* **Directions**
Within the entries below, the lines from the one with "path if desired)." through the one with "watchers all preserved." are to be set down exactly, both ends kept.
*** Source data Section Begins ***
PR #4515, opened 2026-07-11
fix(filesystem): write in place to preserve file identity on edits

### LINKED ISSUE #4512: filesystem: `write_file`/`edit_file` destroy file creation time (birthtime) and file identity due to atomic-rename write strategy
## Summary

`write_file` and `edit_file` replace existing files via a temp-file + `fs.rename` pattern (`writeFileContent` and `applyFileEdits` in `src/filesystem/lib.ts`). There is a security rationale in the code comments: atomic rename prevents symlink race conditions (TOCTOU) between path validation and write. However, this strategy has an undocumented side effect: **every write to an existing file creates a new inode**, which
- **destroys the file's creation timestamp** (`birthtime` on macOS/APFS and BSD, creation time on Windows/NTFS, `crtime` on ext4), and
- **breaks file identity**: hard links are severed, and inode-based file watchers/editors tracking the file lose it.

Notably, the server itself treats the creation timestamp as first-class metadata: `get_file_info` returns it as a dedicated `created:` field. Reporting this field but silently destroying it on each of its own write operations is internally inconsistent.

## To reproduce

1. Create a file, note `birthtime` (e.g. `stat -f "%SB" file.md` on macOS, or via the server's own `get_file_info`).
2. Call `edit_file` (or `write_file`) on it.
3. Read `birthtime` again → it now equals the time of the edit.

(`move_file` correctly preserves `birthtime`, since rename keeps the inode.)

## Root cause

`writeFileContent` falls back to temp-file + `rename` for existing files; `applyFileEdits` uses the same pattern unconditionally. `rename` replaces the target with a *different* file, so all creation metadata and identity of the original are lost.

## Suggested fix

Preserve the symlink-safety property while writing in place:

1. `fs.open(filePath, fs.constants.O_RDWR | fs.constants.O_NOFOLLOW)` — fails with `ELOOP` if the path is a symlink, giving the same protection the rename pattern provides (no writes through symlinks swapped in after validation).
2. `fstat` the handle and verify it is a regular file (defense in depth; also allows re-checking the resolved path if desired).
3. `ftruncate` + write through the handle → same inode, `birthtime`, hard links, and watchers all preserved.

On POSIX platforms (macOS, Linux, BSD) `O_NOFOLLOW` is well supported. On Windows, symlink creation requires elevated privileges by default and the threat model differs; the current rename path could be retained there, or `FILE_FLAG_OPEN_REPARSE_POINT` semantics used.

Trade-off: In-place writes lose crash-atomicity (a crash mid-write can leave a partially written file, which the rename pattern avoids). If that property is considered essential, an alternative would be an opt-in mode (env var or tool argument, e.g. `preserveFileIdentity`) selecting the in-place strategy — or at minimum, documenting the metadata-destroying behavior of the current implementation in the tool descriptions.

ayushbunny11:
write_file/edit_file used a temp-file+rename strategy for existing files, which replaces the inode on every write and destroys the file's creation time, hard links, and inode-based file watches.

On POSIX, write in place instead: open with O_RDWR | O_NOFOLLOW to keep the same symlink protection the rename gave us, fstat to confirm the target is still a regular file, then truncate and write. This trades away crash-atomicity (a crash mid-write can now leave a truncated file, where rename left the original untouched).

On win32, keep the rename strategy: O_NOFOLLOW isn't reliably enforced there, and symlink creation already requires elevated privileges by default, so the threat model differs.

Fixes #4512

## Description
`write_file`/`edit_file` used a temp-file+rename strategy for existing files, which replaces the inode on every write and destroys the file's creation time, hard links, and inode-based file watches.

On POSIX, write in place instead: open with `O_RDWR | O_NOFOLLOW` to keep the same symlink protection the rename gave us, `fstat` to confirm the target is still a regular file, then truncate and write. This trades away crash-atomicity (a crash mid-write can now leave a truncated file, where rename left the original untouched).

On win32, keep the rename strategy: `O_NOFOLLOW` isn't reliably enforced there, and symlink creation already requires elevated privileges by default, so the threat model differs.

Fixes #4512

## Server Details

- Server: `filesystem`
- Changes to: tools (`write_file`, `edit_file`)

## Motivation and Context
The server's own `get_file_info` tool reports a file's `birthtime`, but every edit through `write_file`/`edit_file` silently reset it, because the rename-based write replaced the file's inode. This also broke hard links (a link to the file kept pointing at stale pre-edit content) and confused inode-based file watchers, which saw "delete + create" instead of "modify" on every edit.

## How Has This Been Tested?
- `npm run build` passes (typecheck).
- `npm test` passes — 157/157, including new coverage for the EEXIST in-place path, the non-regular-file rejection, and the win32 rename fallback.
- Manually verified on a real filesystem (Linux) that inode and `birthtime` are preserved across an in-place write, and that opening a symlink with `O_NOFOLLOW` correctly fails with `ELOOP`.
- Tested with Claude Code as an MCP client against the built server: registered the local build, ran `edit_file` and `write_file` against a real file with a hard link, and confirmed inode/birthtime stayed constant across edits while the hard link tracked the change.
*** Source data Section Ends ***
* **Reply to the task**
2. `fstat` the handle and verify it is a regular file (defense in depth; also allows re-checking the resolved path if desired).
3. `ftruncate` + write through the handle → same inode, `birthtime`, hard links, and watchers all preserved.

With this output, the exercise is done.